(Collected data entries)
/---

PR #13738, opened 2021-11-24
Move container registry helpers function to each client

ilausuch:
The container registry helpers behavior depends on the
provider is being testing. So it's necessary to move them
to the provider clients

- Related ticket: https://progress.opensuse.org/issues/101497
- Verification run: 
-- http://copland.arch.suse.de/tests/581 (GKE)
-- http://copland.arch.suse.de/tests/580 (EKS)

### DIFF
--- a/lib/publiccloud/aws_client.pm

\---
/---

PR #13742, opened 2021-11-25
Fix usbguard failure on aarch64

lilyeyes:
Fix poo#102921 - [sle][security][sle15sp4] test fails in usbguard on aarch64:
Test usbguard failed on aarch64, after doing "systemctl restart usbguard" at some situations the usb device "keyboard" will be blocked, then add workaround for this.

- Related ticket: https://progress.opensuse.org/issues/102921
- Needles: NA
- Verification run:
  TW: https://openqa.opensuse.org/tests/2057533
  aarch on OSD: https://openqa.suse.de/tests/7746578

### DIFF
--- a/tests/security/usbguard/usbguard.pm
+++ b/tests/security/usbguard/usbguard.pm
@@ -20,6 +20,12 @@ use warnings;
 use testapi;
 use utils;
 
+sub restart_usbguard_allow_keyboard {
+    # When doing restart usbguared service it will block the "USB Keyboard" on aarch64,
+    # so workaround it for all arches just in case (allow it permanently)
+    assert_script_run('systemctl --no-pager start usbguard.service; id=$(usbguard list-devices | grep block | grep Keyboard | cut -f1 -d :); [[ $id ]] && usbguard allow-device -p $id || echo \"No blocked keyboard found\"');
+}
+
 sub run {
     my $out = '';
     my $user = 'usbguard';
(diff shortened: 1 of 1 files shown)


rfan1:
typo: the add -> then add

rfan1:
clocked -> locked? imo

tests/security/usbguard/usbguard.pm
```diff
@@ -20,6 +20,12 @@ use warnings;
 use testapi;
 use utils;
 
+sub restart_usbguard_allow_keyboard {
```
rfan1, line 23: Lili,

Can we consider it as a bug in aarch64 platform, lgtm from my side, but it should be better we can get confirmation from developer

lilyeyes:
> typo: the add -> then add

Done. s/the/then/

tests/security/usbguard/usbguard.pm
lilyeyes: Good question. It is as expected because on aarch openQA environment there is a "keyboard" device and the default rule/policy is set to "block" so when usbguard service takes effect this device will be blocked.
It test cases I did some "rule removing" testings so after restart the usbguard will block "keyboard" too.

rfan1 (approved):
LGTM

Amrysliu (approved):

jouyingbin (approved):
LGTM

\---

◆ **WHAT IS REQUIRED**: Reproduce each line from the records that contains the word "typo".

◆ **SOLUTION TO THIS TASK**:
typo: the add -> then add
> typo: the add -> then add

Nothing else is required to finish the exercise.